In Houston Federation of Teachers v Houston Independent School District, the court found a procedural due process violation mainly because those teachers had no way to replicate and challenge their scores. In addition, the court also indicated concern over the accuracy issue of the algorithmic tool, which has never been verified or audited whatsoever.Footnote ⁶⁹ In a way, the case marks ‘an unprecedented development in VAM litigation’, and as a result, VAMs used in other states and elsewhere in education management policies should garner greater interest and concern.Footnote ⁷⁰ As per the judge in Houston Federation of Teachers v Houston Independent School District, when a government agency adopts a management policy of making highly consequential decisions with regard to employment renewal and termination based on opaque algorithms incompatible with minimum due process, the court is poised to offer a proper remedy to overturn the use of this algorithmic tool.Footnote ⁷¹ After Houston Federation of Teachers v Houston Independent School District, other states and districts in similar situations have been strongly incentivized to reconsider their use of the EVAAS algorithmic teacher evaluation system or other VAMs by separating consequential personnel decisions from evaluation estimates to avoid potential claims of due process violations.Footnote ⁷² On the other hand, the use of EVAAS (or other VAMs) for low-stakes purposes should also be reconsidered, as the court in Houston Federation of Teachers v Houston Independent School District expressed its concern over the actual extent to which ‘teachers might understand their EVAAS estimates so as to use them to improve upon their practice’.Footnote ⁷³

As a number of states have adopted automated teacher performance evaluation systems that allow VAM data to be the sole or primary consideration in the decision-making process with regard to review, renewal, or termination of employment contracts, the outcome of Houston Federation of Teachers v Houston Independent School District and its legal and policy ramifications might demonstrate a broad reach.Footnote ⁷⁴ Indeed, the lawsuit itself has opened up the possibility for teachers (at least those employed in public schools) to seek remedies for the controversial use of VAMs and other algorithmic teacher performance evaluation systems, especially when the teachers who had challenged such systems had been generally unsuccessful. Houston Federation of Teachers v Houston Independent School District, despite being ultimately settled, paves a viable litigation path to challenge the increasingly automated worker performance evaluation in the education sector.
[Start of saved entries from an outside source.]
PR #7, opened 2026-07-21
fix(python): decode entity names as UTF-8, not ASCII-with-ignore

tuxiasumari:
## What

One-word fix with outsized impact: entity names decode as **UTF-8** instead of `ascii, errors='ignore'`.

## Why

SketchUp stores names UTF-8 encoded. Decoding as ASCII and *ignoring* the non-ASCII bytes silently corrupts any accented name — `"cópia"` → `"cpia"`, `"Diseño"` → `"Diseo"`. That's a guaranteed hit for files authored in Spanish, Portuguese, French, German…

And it's worse than cosmetics: **the TLV material name is the join key to the XML material files.** A corrupted name never matches its XML entry, so the material becomes unresolvable from geometry.

**Real-world case** (SketchUp 2026 plaza, authored in Spanish): the tree-foliage material `Celtis_australis_s cópia` decoded as `..._s cpia`, failed the join, and every tree crown in the model rendered colourless — we chased this as a "missing Image entities" bug for a while before finding it was an encoding bug all along.

## How

All six decode sites in `_core` (material names, layer names, definition names, instance names, dynamic-property keys/values) switch to `utf-8, errors='replace'`. ASCII names are byte-identical under UTF-8, so nothing changes for English files.

## Validation

- Real file: `material_id_to_name[3319170]` now yields `'Celtis_australis_s cópia'`, matching its XML entry — the join resolves and the foliage gets its texture.
- New TLV-built test: an instance named `"Diseño de árbol"` survives extraction intact. Full suite: **36 passed**.
- CHANGELOG entry under `[Unreleased]` (Fixed).

Branched independently from `main` — merges in any order relative to #3/#4/#5/#6.

### DIFF
--- a/CHANGELOG.md
+++ b/CHANGELOG.md
@@ -5,6 +5,17 @@ All notable changes to this project will be documented in this file.
 The format is based on [Keep a Changelog](https://keepachangelog.com/en/1.1.0/),
 and this project adheres to [Semantic Versioning](https://semver.org/spec/v2.0.0.html).
 
+## [Unreleased]
+
+### Fixed
+
+- **Python**: entity names (materials, layers, definitions, instances,
+  dynamic properties) now decode as **UTF-8** instead of ASCII-with-ignore.
+  Dropping the non-ASCII bytes silently corrupted any accented name
+  ("cópia" → "cpia", "Diseño" → "Diseo") and — critically — broke the
+  material-name join between the TLV stream and the XML material files,
+  leaving those materials unresolvable from geometry.
+
 ## [0.2.0] — 2026-06-18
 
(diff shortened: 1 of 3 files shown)


iamahsanmehmood (approved):
Approved.

Verified locally: 36/36 tests pass, `ruff` clean. Confirmed all six decode sites are converted and no `decode('ascii'` remains in `src/`. Since UTF-8 is a strict superset of ASCII, English/ASCII files are byte-identical — zero regression — while accented names are now correct and the material-name join key is fixed. High-value, low-risk fix; this is the one we plan to land first.

PR #8, opened 2026-07-21
feat(python): parse Image entities (9013/401F placement + Definition.is_image)

tuxiasumari:
## What

Parses **Image entities** — a picture placed in the model as an object. Sixth in the series (#3–#7).

## Why

An Image entity was completely invisible: its quad definition parsed fine, but its **placement** wraps a standard `6419` instance node inside two image-specific containers (`9013` → `401F`) that weren't in `CONTAINER_TAGS` — so the inner instance stayed buried in an opaque payload, the definition looked "never placed", and the image never appeared in any consumer's output.

**Real-world case** (SketchUp 2026 plaza): two photo cut-outs placed as images — a statue and a bull — imported with no geometry at all.

## How

- `CONTAINER_TAGS += {'9013', '401F'}` — the wrapped `6419` now parses like any instance and the existing extraction picks it up with its placement matrix. That's the whole fix for placement: two tags.
- `Definition.is_image` — the definition backing an image carries TLV kind `8315 == 2` (ordinary definitions carry 0/1); exposed so consumers can give images special treatment (billboard cut-outs, image lists, etc.). Backwards-compatible (new defaulted field).

## Validation

- Real file: instance count 274 → **276**, and the two new instances' `ref_idx` match the image definitions exactly, with sane placement matrices (scale + upright rotation + translation).
- 2 new tests: a byte-built `9013/401F/6419` extraction through the real parser, and `is_image` mapping through `parse()`. Full suite: **37 passed**.

Branched independently from `main` — merges in any order relative to #3–#7.

### DIFF
--- a/CHANGELOG.md
+++ b/CHANGELOG.md
@@ -5,6 +5,18 @@ All notable changes to this project will be documented in this file.
 The format is based on [Keep a Changelog](https://keepachangelog.com/en/1.1.0/),
 and this project adheres to [Semantic Versioning](https://semver.org/spec/v2.0.0.html).
 
+## [Unreleased]
+
+### Added
+
+- **Python**: Image entities — a picture placed in the model as an object
+  now parses: its placement wraps a standard instance node inside the
+  image-specific `9013`/`401F` containers (previously opaque, so the image
+  definition looked "never placed"), and `Definition.is_image` flags the
+  single-quad definition backing it (TLV kind `8315 == 2`). Real-world
+  case: photo cut-out statues/animals placed as images imported with no
+  geometry at all.
+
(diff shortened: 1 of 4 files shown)


iamahsanmehmood (approved):
Approved.

Verified locally: 37/37 tests pass, `ruff` clean, backwards-compatible. Confirmed `9013`/`401F` aren't consumed as raw payload anywhere on `main`, so promoting them to container tags is safe — and `parse_tlv_recursive` is bounds-checked, so a mis-shaped payload can't corrupt output. `is_image` is a clean defaulted addition.

Merge heads-up: shares the `collect_defs` loop with #7 and #9, so a small rebase will be needed depending on merge order.

PR #9, opened 2026-07-21
feat(python): decode the "always faces camera" component behavior

tuxiasumari:
## What

Decodes the **"always face camera"** component behavior — `Definition.always_faces_camera`. Seventh in the series (#3–#8).

## Why

SketchUp's 2D people and cut-out components (the classic *Susan*) carry the "always face camera" behavior: viewers must rotate them to face the camera. The flag was undecoded, so a consumer had no way to know which components to billboard — they rendered as static flat planes seen edge-on from most angles.

## The reverse engineering

Found by differential comparison across a real file's definitions — three components known to face the camera (the 2D person "Susan" and two photo cut-out wrappers) against static ones (chairs, tree parts, groups):

```
Susan:          581B → 5D1B=1  5E1B=1     ← faces camera
cut-out wrap 1: 581B → 5D1B=1  5E1B=1     ← faces camera
cut-out wrap 2: 581B → 5D1B=1  5E1B=1     ← faces camera
chair/leaf/branch/groups: 5D1B=0 5E1B=0   ← static
```

Perfect separation: the definition's `581B` behavior block carries sub-TLV **`5D1B == 1`** exactly on face-camera components; its companion `5E1B` is "shadows face sun" (SketchUp's usual pairing).

## API

`Definition.always_faces_camera: bool` (default `False`), read in `collect_defs`. Backwards-compatible.

## Validation

- Real file (SU2026): the three known face-me definitions read `True`, everything else `False`.
- New synthetic end-to-end test: a byte-built `.skp` (header + ZIP with a hand-assembled `model.dat` containing two definitions, flag on/off) round-trips through `parse()`. Full suite: **37 passed**.
- CHANGELOG under `[Unreleased]`.

Branched independently from `main` — merges in any order relative to #3–#8.

PR #10, opened 2026-07-21
feat(python): parse style face colors (SkpModel.styles)

tuxiasumari:
## What

Parses the file's **style face colors** — `SkpModel.styles` with `Style(name, front_color, back_color)`. Eighth in the series (#3–#9).

## Why

Unpainted faces take their look from the file's style. Without it, a viewer shades them with its own defaults and diverges from what the author saw — back-face tints are often picked deliberately (e.g. to read as grass or paper).

## How

`styles/*/style.xml` in the embedded ZIP stores signed-int32 ARGB variants: item **4000** = default front face color, **4001** = back face color. Decoded to RGB 0-255 tuples.

## Validation

Synthetic end-to-end `.skp` test (byte-built ZIP with a hand-written style.xml) through `parse()`; real-file check on a SU2026 model returns both colors. Full suite: **36 passed**. CHANGELOG under [Unreleased]. Backwards-compatible.

### DIFF
--- a/CHANGELOG.md
+++ b/CHANGELOG.md
@@ -5,6 +5,15 @@ All notable changes to this project will be documented in this file.
 The format is based on [Keep a Changelog](https://keepachangelog.com/en/1.1.0/),
 and this project adheres to [Semantic Versioning](https://semver.org/spec/v2.0.0.html).
 
+## [Unreleased]
+
+### Added
+
+- **Python**: styles — `SkpModel.styles` (`Style`: name, `front_color`,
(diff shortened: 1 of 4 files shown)


iamahsanmehmood (approved):
Approved.

Verified locally: 36/36 tests pass, `ruff` clean, backwards-compatible. Purely additive (`Style` dataclass + `SkpModel.styles`), defensive XML parsing (guards `ParseError`/`ValueError`), and the signed-int32 ARGB -> RGB decode is correct. Independent of the geometry/material PRs.

PR #11, opened 2026-07-22
feat(python): expose the face's back-side material (Face.back_material_id)

tuxiasumari:
## What

Exposes the material of a face's **back side** — `Face.back_material_id`, read from the `AF0D` child of the face node. Ninth in the series (#3–#10).

## Why

SketchUp faces have independent front and back materials. A face painted **only on its back** is common in real files: authors paint the *visible* side of a downward-facing cap (e.g. garden beds modeled as caps whose front faces down — the user paints the up-facing back with grass). Without this field such faces parse as unpainted and render colourless.

**Real-world case** (SU2026 plaza): 4 garden-bed faces carry the grass material only in `AF0D` — front `D107` absent. In SketchUp they read green from above; consumers of the parser showed them unpainted.

## How

`AF0D` (a direct child of `AC0D`, sibling of `D007`) holds the back material id — verified by tracing every raw occurrence of a known material id through the TLV tree (5× `D107` fronts + 4× `AF0D` backs in the case file, matching SketchUp's Entity Info exactly: "Front: default / Back: grass").

## Validation

Byte-built `AC0D` node test through the real extractor (front stays `None`, back resolves). Full suite: **37 passed**. CHANGELOG under [Unreleased]. Backwards-compatible (new defaulted field).

### DIFF
--- a/CHANGELOG.md
+++ b/CHANGELOG.md
@@ -5,6 +5,15 @@ All notable changes to this project will be documented in this file.
 The format is based on [Keep a Changelog](https://keepachangelog.com/en/1.1.0/),
 and this project adheres to [Semantic Versioning](https://semver.org/spec/v2.0.0.html).
 
+## [Unreleased]
+
+### Added
+
+- **Python**: `Face.back_material_id` — the material of a face's BACK side
+  (the `AF0D` child of the face node). A face painted only on its back is
+  common when the author paints the visible side of a downward-facing cap;
+  without this field such faces looked unpainted.
+
 ## [0.2.0] — 2026-06-18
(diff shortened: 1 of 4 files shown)


iamahsanmehmood (approved):
Approved.

Verified locally: 37/37 tests pass, `ruff` clean, backwards-compatible (new defaulted `Face.back_material_id`). Correct `AF0D` read with defensive guards.

Merge heads-up: rewrites the same `builder.faces[f_id] = {...}` statement and `Face` dataclass as #6 — whichever lands second needs a quick rebase to union the added keys.

PR #12, opened 2026-07-22
fix(python): material transparency must honour useTrans

tuxiasumari:
## What

`Material.transparency` now honours the `useTrans` flag — tenth in the series (#3–#11).

## Why

In `material.xml`, the `trans` attribute **only applies when `useTrans="1"`**. Otherwise it's a leftover default. Ignoring the flag makes most materials read as 50% transparent (`trans` defaults) and some as fully invisible (`trans="0"` with `useTrans="0"` — a real chain-link fence material in the case file). Real-world spread in one SU2017-era file re-saved as VFF: ~70 materials carried `trans` values, only 3 of them with `useTrans="1"` (the actual translucent glass).

## How

One conditional in the material XML parse: `transparency = trans if useTrans == "1" else 1.0`.

## Validation

Two synthetic end-to-end `.skp` tests (byte-built ZIP + hand-written material.xml): `useTrans="1"` applies the value; `trans="0" useTrans="0"` stays opaque. Full suite: **37 passed**. CHANGELOG under [Unreleased].


tuxiasumari:
Pushed a follow-up commit: the stored `trans` value is a **transparency** (0 = opaque), not an opacity — SketchUp's library "Translucent Glass Blue" renders at 70% opacity and stores `trans="0.3"`. The exposed value is now `1 - trans` (clamped). The classic MFC format stores the same transparency f64 gated by a use-flag byte, and the two formats agree under this reading (see #14).

iamahsanmehmood (dismissed):
Verified locally: 37/37 tests pass, `ruff` clean. `trans` should only apply under `useTrans="1"`, and exposing opacity as `1 - trans` matches the documented meaning of `Material.transparency` (0.0 transparent .. 1.0 opaque). Good catch on the `trans="0"`/`useTrans="0"` invisible-material case.

One thing to flag for release (not a code issue): unlike the rest of the series, this changes the *value* of an existing field rather than adding a new one. After upgrading, `Material.transparency` returns different numbers for the same file — most materials move 0.5 -> 1.0, and translucent ones invert. GLB export is unaffected (face alpha is hard-coded to 255), but any consumer reading `Material.transparency` directly will see different results without changing their own code. So we'll ship this one deliberately, with a prominent CHANGELOG "Changed" note (and likely its own version) so downstream apps opt in knowingly. Approving the fix as correct.

iamahsanmehmood:
Pulled back the earlier review — the fix itself is correct, but the PR needs one addition before it's ready to ship.

**What's needed:** unlike the rest of the series, this one changes the *value* of an existing field rather than adding a new one — after this lands, `Material.transparency` returns different numbers for the same file (most materials move 0.5 → 1.0, translucent ones invert). That's the right fix, but it's silent right now: the CHANGELOG entry is filed under "Fixed" with no flag that existing consumers reading `Material.transparency` will see different values without changing their own code.

Concretely: please move/duplicate the entry under a "Changed" heading (or add an explicit note under "Fixed") that calls out the value change directly — something like "this changes the numeric value of `Material.transparency` for most files; audit any code that reads this field directly." That gives downstream consumers (including our own production apps) a clear signal to check before upgrading, instead of finding out from a diff.

Once that note is in, this is ready to go.

tuxiasumari:
Done 👍 Moved the entry under a **Changed** heading with an explicit ⚠️ value-change warning: it now spells out that `Material.transparency` returns different numeric values for the same file after this release (most `0.5 → 1.0`, translucent ones invert, e.g. Translucent Glass Blue `0.3 → 0.7`), and tells consumers to audit any code reading the field directly before upgrading.

iamahsanmehmood (dismissed):
Approved.

The CHANGELOG entry now clearly flags the value change under a Changed heading with an explicit warning — before/after numbers spelled out, audit instruction included. Verified locally: 37/37 tests pass, ruff clean.

iamahsanmehmood (approved):
Re-approving after updating the branch against main (conflict resolution only — CHANGELOG union + test file splice; no change to the useTrans logic itself, which was already reviewed and verified). All 13 CI checks pass.

iamahsanmehmood (approved):
Re-approving after the second branch update (PR #14 merged in between, requiring another sync — again just conflict resolution, no logic change to the useTrans fix itself). All 13 CI checks pass.

PR #13, opened 2026-07-22
Resolve shared texture bytes + expose colorized materials

tuxiasumari:
Builds on #4 (texture extraction) — the last commit is the one to review.

## What

Colourized copies of textured materials (the `[Name]1` materials SketchUp creates when you re-colour a textured material, `type="2"` in the material XML) store **no image of their own** — their `<mat:images>/<mat:image path>` points into the **source** material's folder (`materials/<other>/<image>`, sometimes prefixed `./`). Before this change, `Material.texture.data` came back `None` for every colourized material.

- `_extract_texture` now follows the `<mat:image path>` attribute (both archive-relative and `./`-prefixed forms) when the material's own folder holds no image, so the shared bytes resolve.
- `Material` gains `colorized` (`type == "2"`) and `colorize_type` (the `colorizeType` attribute: `0` = hue shift, `1` = tint) so viewers can re-tint the shared image toward `Material.color` the way SketchUp renders these copies.

## Why it matters

Real-world files use colourized materials heavily (e.g. a green-tinted `Fencing_Chain_Link`). Without the shared bytes the material silently loses its texture; with them + the flag a viewer can reproduce SketchUp's exact rendering. Validated against a real SketchUp 2021+ file where 4 colourized materials (`[Fencing Chain Link]1`, `[Wood Board Cork]1`, …) previously returned `data=None` and now resolve their images.

## Tests

`test_colorized_copy_shares_source_image` — synthetic .skp with a base material + a colourized copy whose image path points across folders; asserts the shared bytes, the `colorized` flag, `colorize_type` and the material colour. 40 tests green on the branch.

### DIFF
--- a/CHANGELOG.md
+++ b/CHANGELOG.md
@@ -5,6 +5,16 @@ All notable changes to this project will be documented in this file.
 The format is based on [Keep a Changelog](https://keepachangelog.com/en/1.1.0/),
 and this project adheres to [Semantic Versioning](https://semver.org/spec/v2.0.0.html).
 
+## [Unreleased]
+
+### Added
+
+- **Python**: texture extraction — `Material.texture` (`Texture` dataclass:
+  `filename`, tile `width`/`height` in inches, raw image `data` bytes,
+  `save()` helper). Images are read from the material's folder inside the
+  embedded ZIP, with a sibling fallback when the stored image name differs
+  from `textureFilename`.
+
 ## [0.2.0] — 2026-06-18
 
 ### Added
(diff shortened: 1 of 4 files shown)


iamahsanmehmood (approved):
Approved.

Verified locally: 40/40 tests pass, `ruff` clean, backwards-compatible. Shared-texture resolution checks candidates against the archive namelist before reading, so no path-traversal. This PR contains all of #4 plus colorized-copy support, so we plan to merge this one and close #4.

Two small asks before merge:
1. The CHANGELOG entry is copied from #4 and doesn't mention the colorized feature (the headline of this PR) — could you add a line for it?
2. Minor nit: `img_path.lstrip('./')` strips a character-set rather than a prefix; `removeprefix('./')` is more precise (harmless for `materials/...` paths, just tidier).

Great work resolving the shared-bytes case.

Now it seems possible that due process challenges (at least procedural due process) will persist, as the court drew attention to ‘the fact that procedural due process requires a hearing to determine if a district’s decision to terminate employment is both fair and accurate’.Footnote ⁷⁵ As noted by Mark Paige and Audrey Amrein-Beardsley, Houston Federation of Teachers v Houston Independent School District raised awareness about concerns over government transparency and ‘control of private, for-profit corporations engaged in providing a public good’,Footnote ⁷⁶ especially with regard to the use of black box algorithmic decision-making tools in the education sector. The case strongly questions the reliability of the EVAAS system in assessing and improving teacher quality, especially since undetectable errors can lead to significant consequences, including calls for public scrutiny, and seems to offer the potential to compel policymakers and practitioners to both re-examine and reflect on the level of importance (if any) VAM estimations should play in personnel decisions. An independent study on automated decision-making on the basis of personal data in the context of comparison between European Union and United States, which has been submitted to the European Commission’s Directorate-General for Justice and Consumers, also underlines that the court’s decision in Houston Federation of Teachers v Houston Independent School District ‘demonstrates that the Due Process Clause can serve as an important safeguard when automated decisions have a legal effect’.Footnote ⁷⁷

Nevertheless, regrettably, the controversial characteristics of such worker performance evaluation algorithms – the proprietary, black box, inaccessible, and unexplainable decision-making routesFootnote ⁷⁸ – have not occupied a critical spot of concern for legal challenges. The lawsuit in no way means that VAMs and other algorithmic worker evaluation systems should be systematically examined, fixed, or abandoned. As noted, the dominance of automated tools for workplace surveillance and worker performance evaluation may distort the nature of the relationship between the employer and the employed and weaken psychological contracts, job engagement, and employee trust. The gap in power asymmetry has been institutionally widened by the systematic use of algorithmic tools that are neither reliable nor transparent and are also prone to bias and discrimination. All of these issues remain out of the scope of examination in terms of judicial review. In line with this argument, Ryan Calo and Danielle Citron point out the problems of this growingly Automated State, noting a number of controversial cases, including Houston Federation of Teachers v Houston Independent School District. The researchers cite the ‘looming legitimacy crisis’ and call for a reconceptualization and new vision of the modern administrative state in the algorithmic society.Footnote ⁷⁹ They argue that, while scholarly have been asking how we might ensure that these automated tools can align with the existing legal contours such as due process, broader and structural questions on the legitimacy of automating public power remain unanswered.Footnote ⁸⁰ Indeed, without proper gatekeeping or accountability mechanisms, the growing algorithmization of worker performance evaluation can go unharnessed, especially when such practices are spreading at such a rapid rate that regulators struggle to catch up and employees face widening power asymmetry.

10.5 Conclusion

Automated worker productivity monitoring and performance evaluation indicate a system of mechanical enforcement, if not suppression, which practically dehumanizes the inherent person-to-person process of work management without empathyFootnote ⁸¹ or moral responsibility. The algorithmic tool, as implemented widely in Houston Federation of Teachers v Houston Independent School District, focuses not on process but on results, which are observed and calculated based on arbitrary parameters or the existing unfair and discriminatory practices. Cloaked in technologically supported management and data-driven efficiency, algorithmic worker productivity monitoring and performance evaluation systems create and likely perpetuate a way to rationalize automatic layoffs without meaningful human supervision. Given the black box characteristics of these automated systems, human supervisors cannot easily detect and address mistakes and biases in practice.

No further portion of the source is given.